I mean anti-reproducibility by ad-hoc.

nikandfor commented 3 years ago

Maybe my experience is not complete enough but the only problem I have working with multiple modules is forgotten/committed/commented replace directives in my go.mod file.

I don't like the idea of some auto detected files, recursive module search in some directory or forcing me to keep my repos in GOPATH fashion.

I believe the simplest (and so better) solution would be

move all workspace replace directives to a separate file (say go.work)
specify all the needed replaces explicit by hands
make enabling that file explicit by hands via flag or env variable
all replaces in that file overrides these in go.mod

So the default behaviour is the same as now: go.mod is used.

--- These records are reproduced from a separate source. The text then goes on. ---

PR #670, opened 2022-10-13
Support cache/uncache table syntax

### LINKED ISSUE #669: Support cache/uncache table syntax
1. Cache 

```sql
CACHE [ FLAG ] TABLE <table_name> [ OPTIONS('K1' = 'V1', 'K2' = V2) ] [ AS ] [ <query> ]
```

2. Uncache

```sql
UNCACHE TABLE [ IF EXISTS ]  <table_name>
```

Spark SQL CACHE TABLE: https://docs.databricks.com/spark/latest/spark-sql/language-manual/sql-ref-syntax-aux-cache-cache-table.html

francis-du:
Close #669

### DIFF
--- a/src/ast/mod.rs
+++ b/src/ast/mod.rs
@@ -1430,18 +1430,24 @@ pub enum Statement {
         // Specifies the actions to perform when values match or do not match.
         clauses: Vec<MergeClause>,
     },
-    /// CACHE TABLE <table_name> [[AS] [QUERY]]
+    /// CACHE [ FLAG ] TABLE <table_name> [ OPTIONS('K1' = 'V1', 'K2' = V2) ] [ AS ] [ <query> ]
+    /// Based on Spark SQL,see <https://docs.databricks.com/spark/latest/spark-sql/language-manual/sql-ref-syntax-aux-cache-cache-table.html>
     Cache {
+        // Table flag
+        table_flag: Option<ObjectName>,
         // Table name
         table_name: ObjectName,
-        alias: bool,
+        has_as: bool,
+        // Table confs
+        options: Vec<SqlOption>,
         // Cache table as a Query
         query: Option<Query>,
     },
-    /// UNCACHE TABLE <table_name>
+    /// UNCACHE TABLE [ IF EXISTS ]  <table_name>
     UNCache {
         // Table name
         table_name: ObjectName,
+        if_exists: bool,
     },
 }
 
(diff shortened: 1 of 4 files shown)


src/ast/mod.rs
```diff
@@ -1430,6 +1430,19 @@ pub enum Statement {
         // Specifies the actions to perform when values match or do not match.
         clauses: Vec<MergeClause>,
     },
+    /// CACHE TABLE <table_name> [[AS] [QUERY]]
```
alamb, line 1433: What database is this meant to follow? It doesn't seem to follow Spark's syntax

https://docs.databricks.com/spark/latest/spark-sql/language-manual/sql-ref-syntax-aux-cache-cache-table.html

How is it different than a `CREATE VIEW` statement?

tests/sqlparser_common.rs
```diff
@@ -3239,14 +3240,14 @@ fn parse_at_timezone() {
...
-                    quote_style: None
+                    quote_style: None,
                 }]),
                 args: vec![FunctionArg::Unnamed(FunctionArgExpr::Expr(zero.clone()))],
                 over: None,
                 distinct: false,
                 special: false,
             })),
-            time_zone: "UTC-06:00".to_string()
+            time_zone: "UTC-06:00".to_string(),
```
alamb, line 3250: I don't mind the `,` everywhere but it sure makes the diff a lot bigger ;)

francis-du: I think this one is from the latest` cargo fmt`

src/ast/mod.rs
francis-du: Thanks for the doc, I will support the full Cache table syntax.

The difference between `CACHE TABLE` and `CREATE VIEW` is that users can cache small tables in memory before Join to speed up queries, such as dimension tables in data warehouse.The View should not be able to do this if it is not a memory table.

francis-du:
@alamb Hi Andrew, could you review this PR again, if you have time. I have supported the full syntax.

tests/sqlparser_common.rs
```diff
@@ -5810,3 +5813,249 @@ fn parse_show_functions() {
...
+            table_name: ObjectName(vec![Ident::with_quote('\'', cache_table_name)]),
+            has_as: true,
+            options: vec![
+                SqlOption {
+                    name: Ident::with_quote('\'', "K1"),
+                    value: Value::SingleQuotedString("V1".into()),
+                },
+                SqlOption {
+                    name: Ident::with_quote('\'', "K2"),
+                    value: number("0.88"),
```
alamb, line 5931: 👍

tests/sqlparser_common.rs
```diff
@@ -5810,3 +5813,249 @@ fn parse_show_functions() {
         }
     );
 }
+
+#[test]
+fn parse_cache_table() {
```
alamb, line 5818: giphy
👍

alamb (approved):
Looks good to me -- thanks @francis-du !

If you want to make changes in more than one module you put replaces to go.work and build as go run -workfile=go.work ./cmd/qwe or GOWORK=go.work go run ./cmd/qwe After you done you commit changes in dependent repos, make go get dependency@version and test in reproducible mode as go test ./....

In the end you have clean and beautiful go.mod. You never commit forgotten replaces. You are able to switch between default (reproducible) and workspace modes quickly and easy. You may have multiple workspace configurations and keep them for the next time. It's minimal changes to the go command. And the same could work in editors and tools like gopls (but you need to specify which work file to use, so env var probably fits better).

earthboundkid commented 3 years ago

I don't think "go.world" is an outlandish hypothetical at all. The scenario is clear: a large company has a monorepo. Everyone using the monorepo uses a common go.work to get all of their modules working together. The large company acquires another large company with a monorepo (or the company is large some divisions are not communicating with each other, whatever). Now a worker needs to be able to use both monorepos because they're on the team that's trying to get the self-driving car to show banner ads. Suddenly, they need a go.world to bridge between monorepos.

Now, you can say, the company "shouldn't" have checked the go.work into the monorepos, but I don't really see why not or how you could stop them from doing it.

I much prefer a solution in which the only meta-package manager is go.mod, and if necessary, you can specify multiple go.mod files that stack in some way. You will still have problems when bridging monorepos, but at least the solution is clear (slap on another go.mod file in your build script) instead of coming back to the Go team and asking for a third level of indirection to be added to the go tool.